Markenmanagement 3.0
von Michel Gabriel,
Managing Director Interbrand Zürich

„Structure follows strategy“, so kennen wir es. Der Brand als Übersetzung der Unternehmensstrategie, so erleben wir es. Intern wie extern. Und – ganz wesentlich – im fortwährenden Dialog von Marken mit Konsumenten, Partnern und Öffentlichkeit.

Die Rolle des Markenmanagements in Unternehmen wird bedeutender. Marke ist damit nicht nur zentrales Marketinginstrument, sondern auch ein mächtiges Instrument zur Steuerung von Unternehmen bzw. Organisationen. Wir erleben das in der Zunahme von Employer Branding Programmen. Oder auch Brand Engagement wird intensiver und professioneller betrieben. Die Kompetenzanforderungen an das Markenmanagement selbst sind gestiegen.
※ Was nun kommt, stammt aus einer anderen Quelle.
PR #4779, opened 2023-08-14
DBZ-6635 Send heartbeats also before processing first event

vjuranek:
We should send heartbeats no matter if there is already any DB record processed or not. This prevents situation when after the start there is no new record in the Db and Debezium is not sending neither DB events nor heartbeats.

https://issues.redhat.com/browse/DBZ-6635


vjuranek:
not sure about the fix, please see https://debezium.zulipchat.com/#narrow/stream/302533-dev/topic/Heartbeats

jpechane:
@vjuranek Applied, thanks. It seems to me from the very pas history that the condiiton related to `wal2json` plugin tha is no loner in place.

PR #4780, opened 2023-08-14
DBZ-6811 Send heartbeats when there are no updates in the DB

vjuranek:
Heartbeats should be sent when Debezium is not sending any events obatined from the DB. Send heartbeat before finishing itteration which doesn't contain any updates from the DB.

https://issues.redhat.com/browse/DBZ-6811


vjuranek:
not sure if this is actually the issue at all or intended behaviour, please see https://debezium.zulipchat.com/#narrow/stream/302533-dev/topic/Heartbeats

Markenmanagement 2.0 ist bei den wertvollsten Schweizer Marken heute Realität. Es bedeutet, dort werden die Marken stets weiterentwickelt, damit sie nicht zu Dogmen degenerieren. Erfolgreiches Beispiel ist Schindler mit der Markenidee „Urban Mobility Provider“. Die top-platzierten Marken müssen auch nicht unbedingt geliebt werden. Das Vertrauen in sie macht sie so wertvoll wie bei Roche oder Novartis. Das Markenmanagement moderiert digitale Plattformen, damit Erwartungen, Wünsche und Kritik der Kunden diskutiert werden. Marken wie Migros oder ABB führen diesen Dialog und eine Co-Creation mit Konsumenten bereits vortrefflich. Es werden Brand Engagement Programme initiiert, damit die Mitarbeitenden in ihrer täglichen Arbeit wissen, was beim Kunden zum „On-Brand-Markenerlebnis“ führt.
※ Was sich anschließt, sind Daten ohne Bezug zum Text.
PR #238, opened 2017-05-31
DBZ-265 Initial attempt to use Arquillian Cube instead of Fabric8

jpechane:

PR #4781, opened 2023-08-14
DBZ-6567 SMT for handling timezone based fields

ani-sha:
https://issues.redhat.com/browse/DBZ-6567

To Do

- [x] Docs - https://github.com/debezium/debezium/pull/4819
- [x] KC timestamp field
- [x] Test cases

### DIFF
--- a/debezium-core/src/main/java/io/debezium/transforms/TimezoneConverter.java
+++ b/debezium-core/src/main/java/io/debezium/transforms/TimezoneConverter.java
@@ -94,7 +94,7 @@ public class TimezoneConverter<R extends ConnectRecord<R>> implements Transforma
     private List<String> excludeList;
     private static final String SOURCE = "source";
     private static final String TOPIC = "topic";
-    private static final Pattern TIMEZONE_PATTERN = Pattern.compile("^[+-]\\d{2}:\\d{2}$");
+    private static final Pattern TIMEZONE_OFFSET_PATTERN = Pattern.compile("^[+-]\\d{2}:\\d{2}(:\\d{2})?$");
     private static final Pattern LIST_PATTERN = Pattern.compile("^\\[(source|topic|[\".\\w\\s_]+):([\".\\w\\s_]+(?::[\".\\w\\s_]+)?(?:,|]$))+$");
     private final Map<String, Set<String>> topicFieldsMap = new HashMap<>();
     private final Map<String, Set<String>> tableFieldsMap = new HashMap<>();
@@ -226,7 +226,7 @@ public class TimezoneConverter<R extends ConnectRecord<R>> implements Transforma
     }
 
     private boolean validateTimezoneString() {
-        if (TIMEZONE_PATTERN.matcher(convertedTimezone).matches()) {
+        if (TIMEZONE_OFFSET_PATTERN.matcher(convertedTimezone).matches()) {
             return true;
         }
         else if (ZoneId.getAvailableZoneIds().contains(convertedTimezone)) {
@@ -268,14 +268,14 @@ public class TimezoneConverter<R extends ConnectRecord<R>> implements Transforma
                 Instant microInstant = Instant.ofEpochSecond(microTimestamp / 1_000_000, (microTimestamp % 1_000_000) * 1_000);
                 LocalDateTime microLocalDateTime = microInstant.atOffset(ZoneOffset.UTC).toLocalDateTime();
                 zoneOffset = zoneId.getRules().getOffset(microLocalDateTime);
-                updatedFieldValue = microLocalDateTime.atOffset(zoneOffset).toInstant().toEpochMilli() * 1_000;
+                updatedFieldValue = microLocalDateTime.toEpochSecond(zoneOffset) * 1_000_000 + microLocalDateTime.getNano() / 1_000;
                 break;
             case NanoTimestamp.SCHEMA_NAME:
                 long nanoTimestamp = (long) fieldValue;
                 Instant nanoInstant = Instant.ofEpochSecond(nanoTimestamp / 1_000_000_000, (nanoTimestamp % 1_000_000_000));
                 LocalDateTime nanoLocalDateTime = nanoInstant.atOffset(ZoneOffset.UTC).toLocalDateTime();
                 zoneOffset = zoneId.getRules().getOffset(nanoLocalDateTime);
-                updatedFieldValue = nanoLocalDateTime.atOffset(zoneOffset).toInstant().toEpochMilli() * 1_000_000;
+                updatedFieldValue = nanoLocalDateTime.toEpochSecond(zoneOffset) * 1_000_000_000 + nanoLocalDateTime.getNano();
                 break;
             case Timestamp.SCHEMA_NAME:
                 Instant instant = Instant.ofEpochMilli((long) fieldValue);
--- a/debezium-core/src/test/java/io/debezium/transforms/TimezoneConverterTest.java
+++ b/debezium-core/src/test/java/io/debezium/transforms/TimezoneConverterTest.java
@@ -62,7 +62,7 @@ public class TimezoneConverterTest {
         before.put("id", (byte) 1);
         before.put("name", "Srikanth");
         before.put("order_date_micros", 1529507596945104L);
-        before.put("order_date_nanos", 1531481025340000000L);
+        before.put("order_date_nanos", 1531481025340000104L);
         before.put("order_date_timestamp", 1514908810123L);
         before.put("order_date_zoned_timestamp", "2018-01-02T11:15:30.123456789+00:00");
         before.put("order_date_zoned_time", "11:15:30.123456789+00:00");
@@ -91,8 +91,8 @@ public class TimezoneConverterTest {
         final Struct transformedValue = (Struct) transformedRecord.value();
         final Struct transformedAfter = transformedValue.getStruct(Envelope.FieldName.AFTER);
 
-        assertThat(transformedAfter.get("order_date_micros")).isEqualTo(1529487796945000L);
-        assertThat(transformedAfter.get("order_date_nanos")).isEqualTo(1531461225340000000L);
+        assertThat(transformedAfter.get("order_date_micros")).isEqualTo(1529487796945104L);
+        assertThat(transformedAfter.get("order_date_nanos")).isEqualTo(1531461225340000104L);
         assertThat(transformedAfter.get("order_date_timestamp")).isEqualTo(1514889010123L);
         assertThat(transformedAfter.get("order_date_zoned_timestamp")).isEqualTo("2018-01-02T16:45:30.123456789+05:30");
         assertThat(transformedAfter.get("order_date_zoned_time")).isEqualTo("16:45:30.123456789+05:30");
@@ -457,7 +457,7 @@ public class TimezoneConverterTest {
     @Test
     public void testExcludeListWithNoPrefix() {
         final Map<String, String> props = new HashMap<>();
-        props.put("converted.timezone", "+08:00");
+        props.put("converted.timezone", "+08:00:00");
         props.put("exclude.list", "db.server1.table1:order_time");
         converter.configure(props);
 
@@ -794,8 +794,8 @@ public class TimezoneConverterTest {
 
     @Test
     public void testDayLightSavings() {
-        String withDayLightSavingsInstant = "2014-12-22T10:15:30Z"; // DST is in effect
-        String withoutDayLightSavingsInstant = "2015-06-22T10:15:30Z"; // DST is not in effect
+        String withDayLightSavingsInstant = "2014-06-22T10:15:30Z"; // DST is in effect
+        String withoutDayLightSavingsInstant = "2014-12-22T10:15:30Z"; // DST is not in effect
         Clock clockWithDayLightSavings = Clock.fixed(Instant.parse(withDayLightSavingsInstant), ZoneId.of("UTC"));
         Clock clockWithoutDayLightSavings = Clock.fixed(Instant.parse(withoutDayLightSavingsInstant), ZoneId.of("UTC"));
 
@@ -842,7 +842,7 @@ public class TimezoneConverterTest {
         final Struct transformedValue = (Struct) transformedRecord.value();
         final Struct transformedAfter = transformedValue.getStruct(Envelope.FieldName.AFTER);
 
-        assertThat(transformedAfter.get("order_date")).isEqualTo("2014-12-22T11:15:30+01:00");
-        assertThat(transformedAfter.get("shipping_date")).isEqualTo("2015-06-22T12:15:30+02:00");
+        assertThat(transformedAfter.get("order_date")).isEqualTo("2014-06-22T12:15:30+02:00");
+        assertThat(transformedAfter.get("shipping_date")).isEqualTo("2014-12-22T11:15:30+01:00");
     }
 }


debezium-core/src/main/java/io/debezium/transforms/TimezoneConverter.java
```diff
@@ -0,0 +1,388 @@
...
+                ZonedDateTime zdtWithZone = zdt.withZoneSameInstant(zoneId);
+                updatedFieldValue = ZonedTimestamp.toIsoString(zdtWithZone, null, 0);
+                break;
+            case ZonedTime.SCHEMA_NAME:
+                OffsetTime offsetTime = OffsetTime.parse((String) fieldValue, DateTimeFormatter.ISO_OFFSET_TIME);
+                OffsetTime offsetTimeWithZone = offsetTime.withOffsetSameInstant(zoneId.getRules().getOffset(Instant.now()));
+                updatedFieldValue = ZonedTime.toIsoString(offsetTimeWithZone, null);
+                break;
+            case MicroTimestamp.SCHEMA_NAME:
+                Instant microInstant = Instant.ofEpochMilli((long) fieldValue / 1_000);
```
jpechane, line 208: Precision can be lost, please use two parameter `ofEpochMilli` to provide micros and nanos.

debezium-core/src/main/java/io/debezium/transforms/TimezoneConverter.java
```diff
@@ -0,0 +1,388 @@
...
+                LocalDateTime microLocalDateTime = microInstant.atOffset(ZoneOffset.UTC).toLocalDateTime();
+                updatedFieldValue = microLocalDateTime.atZone(zoneId).toInstant().toEpochMilli() * 1_000;
+                break;
+            case NanoTimestamp.SCHEMA_NAME:
+                Instant nanoInstant = Instant.ofEpochMilli((long) fieldValue / 1_000_000);
```
jpechane, line 213: Precision can be lost, please use two parameter `ofEpochMilli` to provide micros and nanos.

debezium-core/src/main/java/io/debezium/transforms/TimezoneConverter.java
```diff
@@ -0,0 +1,388 @@
...
+    private static final Logger LOGGER = LoggerFactory.getLogger(TimezoneConverter.class);
+
+    private static final Field CONVERTED_TIMEZONE = Field.create("converted.timezone")
+            .withDisplayName("Converted Timezone")
+            .withType(ConfigDef.Type.STRING)
+            .withWidth(ConfigDef.Width.MEDIUM)
+            .withImportance(ConfigDef.Importance.HIGH)
+            .withDescription("The timezone to convert to. " +
+                    "If not specified, the connector will use the default UTC timezone.")
+            .withDefault(ZoneOffset.UTC.toString());
```
jpechane, line 52: The original value should be in UTC so converting to UTC does not make sense, Maybe there should be no default value.

jpechane: Thinking about that a bit more, I'd really like to avoid using timezones completely and use timeshifts.
The parameter will accept value in format postiove or negative `hh:mm`. The value will be parsed and method `plus` on Instant/ZonedTimestamp etc. will be called to offset the time to appropriate value.

debezium-core/src/main/java/io/debezium/transforms/TimezoneConverter.java
```diff
@@ -0,0 +1,388 @@
...
+    @Override
+    public ConfigDef config() {
+        final ConfigDef config = new ConfigDef();
+        Field.group(config, null, CONVERTED_TIMEZONE, INCLUDE_LIST, EXCLUDE_LIST);
+        return config;
+    }
+
+    @Override
+    public R apply(R record) {
+        if (record.value() == null || !(record.value() instanceof Struct)) {
```
jpechane, line 105: Please see `io.debezium.transforms.SmtManager.isValidEnvelope`

debezium-core/src/main/java/io/debezium/transforms/TimezoneConverter.java
```diff
@@ -0,0 +1,388 @@
...
+        }
+        if (after != null) {
+            handleValueForFields(Envelope.FieldName.AFTER, after, listType, matchName, fieldName);
+        }
+    }
+
+    private void handleValueForFields(String structType, Struct structValue, Type listType, String matchName, String fieldName) {
+        Schema schema = structValue.schema();
+        for (org.apache.kafka.connect.data.Field field : schema.fields()) {
+            if ((listType == Type.INCLUDE && field.name().equals(fieldName))
```
jpechane, line 252: Please reorder the condition to have `listType == Type.ALL` first as fast resolution.

debezium-core/src/main/java/io/debezium/transforms/TimezoneConverter.java
```diff
@@ -0,0 +1,388 @@
...
+                matchName = parts[0];
+                fieldName = parts[1];
+            }
+        }
+        return new FieldItem(prefix, matchName, fieldName);
+    }
+
+    private void handleInclude(Struct value) {
+        for (String item : includeList) {
+            FieldItem includeItem = parseItem(item);
```
jpechane, line 359: Is it possible to do all parsing in advance in config method and prepare filtering logic/structures in advance?

debezium-core/src/main/java/io/debezium/transforms/TimezoneConverter.java
```diff
@@ -0,0 +1,388 @@
...
+                    + "`<matchname>:<fieldnames>`:: Uses a heuristic matching algorithm to matches the source information block table name if the source information block exists, otherwise matches against the topic name. The conversion is applied only to to the specified field name. ");
+
+    private static final int CACHE_SIZE = 64;
+    private final BoundedConcurrentHashMap<String, Map<String, Object>> cache = new BoundedConcurrentHashMap<>(CACHE_SIZE);
+    private String convertedTimezone;
+    private List<String> includeList;
+    private List<String> excludeList;
+    private static final String SOURCE = "source";
+    private static final String TOPIC = "topic";
+    private final List<String> topicsAndTables = new ArrayList<>();
```
jpechane, line 87: This should be `Set`. Also is not it safer to have separate attribute for tables and topics?

debezium-core/src/main/java/io/debezium/transforms/TimezoneConverter.java
```diff
@@ -0,0 +1,388 @@
...
+                    + "`source:<tablename>`:: Matches only Debezium change events with a source information block with the specified table name. All time-based fields will be excluded. "
+                    + "`source:<tablename>:<fieldnames>`:: Matches only Debezium change events with a source information with the specified table name. Only the specified field name will be excluded. "
+                    + "`topic:<topicname>`:: Matches the specified topic name, excluding all time-based fields. "
+                    + "`topic:<topicname>:<fieldnames>`:: Matches the specified topic name, excluding only the specified field name. "
+                    + "`<matchname>:<fieldnames>`:: Uses a heuristic matching algorithm to matches the source information block table name if the source information block exists, otherwise matches against the topic name. The conversion is applied only to to the specified field name. ");
+
+    private static final int CACHE_SIZE = 64;
+    private final BoundedConcurrentHashMap<String, Map<String, Object>> cache = new BoundedConcurrentHashMap<>(CACHE_SIZE);
```
jpechane, line 81: Is the cache really needed?

jpechane (commented):
@ani-sha Thanks for the PR. I left few comments asking some question and proposing additional improvements that might lead to few simplifications.

debezium-core/src/main/java/io/debezium/transforms/TimezoneConverter.java
```diff
@@ -0,0 +1,470 @@
...
+
+    private enum Type {
+        ALL,
+        INCLUDE,
+        EXCLUDE
+    }
+
+    private Object getTimestampWithTimezone(String schemaName, Object fieldValue) {
+        Object updatedFieldValue = fieldValue;
+        ZoneId zoneId = ZoneId.of(convertedTimezone);
```
mfvitale, line 229: How this behave with the DST? Is it correctly managed?

mfvitale: For example in Italy we usually have the UTC+1 offeset but from the 25 March to 30 October we move to DST that is UTC+2. I am wondering if using a fixed offeset is right. https://www.baeldung.com/java-zone-offset

mfvitale: I think yes since without think about DST can lead to wrong date conversion. 

You are using ZoneId.of("+01:00") and as for Java [docs](https://docs.oracle.com/javase/8/docs/api/java/time/ZoneId.html#of-java.lang.String-) in this case a [ZoneOffset.of(String)](https://docs.oracle.com/javase/8/docs/api/java/time/ZoneOffset.html#of-java.lang.String-) is used to parse the Zone ID. 

From ZoneOffset docs
>Different parts of the world have different time-zone offsets. The rules for how offsets vary by place and time of year are captured in the [ZoneId](https://docs.oracle.com/javase/8/docs/api/java/time/ZoneId.html) class.
For example, Paris is one hour ahead of Greenwich/UTC in winter and two hours ahead in summer. The ZoneId 
instance for Paris will reference two ZoneOffset instances - a +01:00 instance for winter, and a +02:00 instance for 
summer.

I think thath you need to use the same approach used in line #238 
```java
zoneId.getRules().getOffset(Instant.now())
```
also for the other case in the switch. 

I suggest to create specific test to see if it works.

jpechane: @mfvitale Thanks for raising the concern but I'd prefer to keep it off this PR and make a subseqent one.
We need to evaluate first if there is any impact on DST on values as theu come from Debezium core. If it is already accounted fro then it would be unnecessary to handle it here.

mfvitale: How we store date in Debezium events? In case we are storing in Debezium zoned date consider the case when you want to move from a timezone that doesn't have the DST to another one that has it. In this case this cannot work.

debezium-core/src/main/java/io/debezium/transforms/TimezoneConverter.java
```diff
@@ -0,0 +1,470 @@
...
+                LocalDateTime nanoLocalDateTime = nanoInstant.atOffset(ZoneOffset.UTC).toLocalDateTime();
+                updatedFieldValue = nanoLocalDateTime.atZone(zoneId).toInstant().toEpochMilli() * 1_000_000;
+                break;
+            case Timestamp.SCHEMA_NAME:
+                Instant instant = Instant.ofEpochMilli((long) fieldValue);
+                LocalDateTime localDateTime = instant.atOffset(ZoneOffset.UTC).toLocalDateTime();
+                updatedFieldValue = localDateTime.atZone(zoneId).toInstant().toEpochMilli();
+                break;
+            case org.apache.kafka.connect.data.Timestamp.LOGICAL_NAME:
+                // to-do
```
Naros, line 259: Let's not forget this implementation.

debezium-core/src/main/java/io/debezium/transforms/TimezoneConverter.java
```diff
@@ -0,0 +1,470 @@
...
+public class TimezoneConverter<R extends ConnectRecord<R>> implements Transformation<R> {
+    private static final Logger LOGGER = LoggerFactory.getLogger(TimezoneConverter.class);
+
+    private static final Field CONVERTED_TIMEZONE = Field.create("converted.timezone")
+            .withDisplayName("Converted Timezone")
+            .withType(ConfigDef.Type.STRING)
+            .withWidth(ConfigDef.Width.MEDIUM)
+            .withImportance(ConfigDef.Importance.HIGH)
+            .withValidation(Field::isRequired)
+            .withDescription("A string of time shift value representing timezone in the format of +/-hh:mm, e.g. -08:00 or +05:30.");
```
Naros, line 53: I've alluded to this in my other comment; however, I'm concerned here that the use of `+/-HH:MM` has the potential to be confusing to users who deal with daylight savings time.  For example, if I am configuring this during the summer months and live in Central Europe, do I configure this as `+01:00` still, which represents my offset during the winter, or do I use `+02:00`, which is the current summer offset, or vice versa.

This seems ambiguous, so we'll need to be explicit in the documentation.   My concern is that no matter how clear we make this in the documentation, it will likely be a detail that is overlooked by users and could lead to a series of questions every time DST starts.

Naros (commented):
I've added some comments.

debezium-core/src/main/java/io/debezium/transforms/TimezoneConverter.java
ani-sha: Thanks @mfvitale and @Naros for you inputs and concerns regarding DST. As discussed with @jpechane, I would be adding the support for both timezone names and timeshift values `+/-HH:MM`. It would be best suited for users and avoid unnecessary confusion.

ani-sha: @mfvitale  @Naros How do we handle the tests when the DST is in effect?

debezium-core/src/test/java/io/debezium/transforms/TimezoneConverterTest.java
```diff
@@ -788,6 +790,59 @@ public void testExcludeListWithMultipleFields() {
         assertThat(transformedInventoryAfter.get("name")).isEqualTo("Amy Rose");
         assertThat(transformedInventoryAfter.get("shipping_time")).isEqualTo("22:19:25+03:00");
         assertThat(transformedInventoryAfter.get("order_time")).isEqualTo("10:19:25+00:00");
+    }
+
+    @Test
+    public void testDayLightSavings() {
```
ani-sha, line 796: @mfvitale Added this test case. Please check it.

debezium-core/src/main/java/io/debezium/transforms/TimezoneConverter.java
```diff
@@ -0,0 +1,502 @@
...
+                OffsetTime offsetTime = OffsetTime.parse((String) fieldValue, DateTimeFormatter.ISO_OFFSET_TIME);
+                OffsetTime offsetTimeWithZone = offsetTime.withOffsetSameInstant(zoneOffset);
+                updatedFieldValue = ZonedTime.toIsoString(offsetTimeWithZone, null);
+                break;
+            case MicroTimestamp.SCHEMA_NAME:
+                long microTimestamp = (long) fieldValue;
+                Instant microInstant = Instant.ofEpochSecond(microTimestamp / 1_000_000, (microTimestamp % 1_000_000) * 1_000);
+                LocalDateTime microLocalDateTime = microInstant.atOffset(ZoneOffset.UTC).toLocalDateTime();
+                zoneOffset = zoneId.getRules().getOffset(microLocalDateTime);
+                updatedFieldValue = microLocalDateTime.atOffset(zoneOffset).toInstant().toEpochMilli() * 1_000;
```
jpechane, line 271: @ani-sha You should use combination of `getEpochSecond` and `getNano` otherwise you are losing precision.

debezium-core/src/main/java/io/debezium/transforms/TimezoneConverter.java
```diff
@@ -0,0 +1,502 @@
...
+                break;
+            case NanoTimestamp.SCHEMA_NAME:
+                long nanoTimestamp = (long) fieldValue;
+                Instant nanoInstant = Instant.ofEpochSecond(nanoTimestamp / 1_000_000_000, (nanoTimestamp % 1_000_000_000));
+                LocalDateTime nanoLocalDateTime = nanoInstant.atOffset(ZoneOffset.UTC).toLocalDateTime();
+                zoneOffset = zoneId.getRules().getOffset(nanoLocalDateTime);
+                updatedFieldValue = nanoLocalDateTime.atOffset(zoneOffset).toInstant().toEpochMilli() * 1_000_000;
```
jpechane, line 278: Same as above

debezium-core/src/test/java/io/debezium/transforms/TimezoneConverterTest.java
```diff
@@ -0,0 +1,848 @@
...
+                .field("order_date_zoned_time", ZonedTime.builder().optional().build())
+                .build();
+
+        final Struct before = new Struct(recordSchema);
+        final Struct source = new Struct(sourceSchema);
+
+        before.put("id", (byte) 1);
+        before.put("name", "Srikanth");
+        before.put("order_date_micros", 1529507596945104L);
+        before.put("order_date_nanos", 1531481025340000000L);
```
jpechane, line 65: Do not se rounded value as it masks loss precision.

debezium-core/src/test/java/io/debezium/transforms/TimezoneConverterTest.java
```diff
@@ -0,0 +1,848 @@
...
+                "db.server1.table1",
+                envelope.schema(),
+                payload);
+
+        final SourceRecord transformedRecord = converter.apply(record);
+
+        final Struct transformedValue = (Struct) transformedRecord.value();
+        final Struct transformedAfter = transformedValue.getStruct(Envelope.FieldName.AFTER);
+
+        assertThat(transformedAfter.get("order_date_micros")).isEqualTo(1529487796945000L);
```
jpechane, line 94: The assert should not ignore microsecond difference.

debezium-core/src/test/java/io/debezium/transforms/TimezoneConverterTest.java
```diff
@@ -0,0 +1,848 @@
...
+        final Struct transformedInventoryValue = (Struct) transformedInventoryRecord.value();
+        final Struct transformedInventoryAfter = transformedInventoryValue.getStruct(Envelope.FieldName.AFTER);
+        assertThat(transformedInventoryAfter.get("name")).isEqualTo("Amy Rose");
+        assertThat(transformedInventoryAfter.get("shipping_time")).isEqualTo("22:19:25+03:00");
+        assertThat(transformedInventoryAfter.get("order_time")).isEqualTo("10:19:25+00:00");
+    }
+
+    @Test
+    public void testDayLightSavings() {
+        String withDayLightSavingsInstant = "2014-12-22T10:15:30Z"; // DST is in effect
```
jpechane, line 797: These two values are strange - december is definitely not DST and June is DST.

debezium-core/src/main/java/io/debezium/transforms/TimezoneConverter.java
```diff
@@ -0,0 +1,502 @@
...
+                    + "`topic:<topicname>:<fieldnames>`:: Matches the specified topic name, excluding only the specified field name. "
+                    + "`<matchname>:<fieldnames>`:: Uses a heuristic matching algorithm to matches the source information block table name if the source information block exists, otherwise matches against the topic name. The conversion is applied only to to the specified field name. ");
+
+    private SmtManager<R> smtManager;
+    private String convertedTimezone;
+    private List<String> includeList;
+    private List<String> excludeList;
+    private static final String SOURCE = "source";
+    private static final String TOPIC = "topic";
+    private static final Pattern TIMEZONE_PATTERN = Pattern.compile("^[+-]\\d{2}:\\d{2}$");
```
jpechane, line 97: Please check JavaDoc for `java.time.ZoneOffset.of(String)` to see what are allowed values. From my PoV we can accept simiplified rules where colons are mandatory, hours and minutes are mandatory and there can be optional seconds.

jpechane (changes requested):

jpechane:
@ani-sha We are almost there! Please make sure there is no data loss for sub-milliseconds transformations. Add support for seconds in the offset and double check the DST test case. When address this is good to go. This SMT is really going to be useful.

debezium-core/src/test/java/io/debezium/transforms/TimezoneConverterTest.java
ani-sha: Sorry for the confusion, values got interchanged, otherwise works fine! :)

Was macht die neue Qualität im Markenmanagement aus? Wenn Marke Übersetzung der Strategie ist, dann ist Markenmanagement 3.0 ihre Handlungsanleitung. Hier einige konkrete Empfehlungen:

  • Setzen Sie eine Vision für Ihre Marke – gerade in Zeiten kurzfristiger Performanceorientierung. Und agieren Sie im Sinne der Vision.
  • Lassen Sie ab vom Anspruch, Markenkommunikation kontrollieren zu können. Statt dessen moderieren Sie Kommunikation. Lustvoll und offen. Vom "Brand-Cop" zum „Brand-DJ“.
  • Innovieren Sie Ihre Marke, wo und wann immer sinnvoll.
  • Design macht Markenerlebnisse sichtbar, erlebbar und löst Emotionen aus. Nutzen Sie es.
  • Investieren Sie in die besten Leute, ohne Kompromisse.
  • Top-down Markenmanagement war 1.0, Dialog 2.0, Co-Creation ist 3.0.
  • Integrieren Sie CSR als strategisches Markenthema. Es wird einen relevanten Unterschied machen.
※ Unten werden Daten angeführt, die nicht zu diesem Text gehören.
PR #4782, opened 2023-08-14
DBZ-6798 Expose SCN-based metrics as `BigInteger`

Naros:
https://issues.redhat.com/browse/DBZ-6798

The SCN data types were previously exposed as `String` types, which is not consumable by Grafana and Prometheus. By using `BigInteger`, we can now make these accessible on dashboards.


jpechane:
@Naros Applied, thanks!

PR #5463, opened 2024-04-05
DBZ-7754 Removes `database.names` entry from connector yaml example

roldanbob:
[DBZ-7754](https://issues.redhat.com/browse/DBZ-7754)

During review of the downstream docs, QE noticed that the connector YAML example in the deployment instructions still included a reference to the `database.names` property, even though that property is no longer supported. This change removes that line from the example. 

This change applies to the downstream documentation only and does not affect the version that's published to the community site.


roldanbob:
2.5 PR: #5464

PR #5466, opened 2024-04-05
DBZ-7753 Oracle converter for `RAW` to `STRING` conversion

Naros:
https://issues.redhat.com/browse/DBZ-7753


jpechane:
@Naros Applied, thanks! Could you please add a docs for it too in a separate PR? Given there are already other converters as well we might need to introduce a new section for OOTB custom converters.

PR #5469, opened 2024-04-08
DBZ-7747 Add parallel maven build to testsuite pod

novotnyJiri:
https://issues.redhat.com/browse/DBZ-7747


obabec (changes requested):
I am firmly against adding this option here. This image is mainly used for debugging, so I think it would do more harm than good.

obabec (approved):

PR #5472, opened 2024-04-09
[ci] Use github.ref_name on pushes for sibling checkouts

Naros:
@ani-sha can you double-check my logic here, the idea is that on pushes, this would make sure that we check out the sibling repository with the same branch name as in the core repository, i.e. `main`, `2.6`, etc.  

@jpechane if Anisha gives this the green light, we should backport this to 2.6.


ani-sha (approved):
@Naros LGTM

jpechane:
@Naros Applied, thanks!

Wer eine Marke führt, der moderiert sie und setzt Akzente. Moderne Markenmanager treffen heute auf faszinierende Herausforderungen. Sie müssen stets lernen und bei hoher Taktzahl arbeiten. Leistungsausweis ist ein starker Markenwert. Er bedeutet ein Preispremium im Zielmarkt, Attraktivität bei den Konsumenten und Sicherung zukünftiger Erträge. Denn darum geht es: Marken stiften Wert für ihre Inhaber und für die Konsumenten.

Ich gratuliere den Markenmanagern der Best Swiss Brands 2014 zu ihrer erfolgreichen Arbeit und wünsche gutes Gelingen beim Markenmanagement 3.0.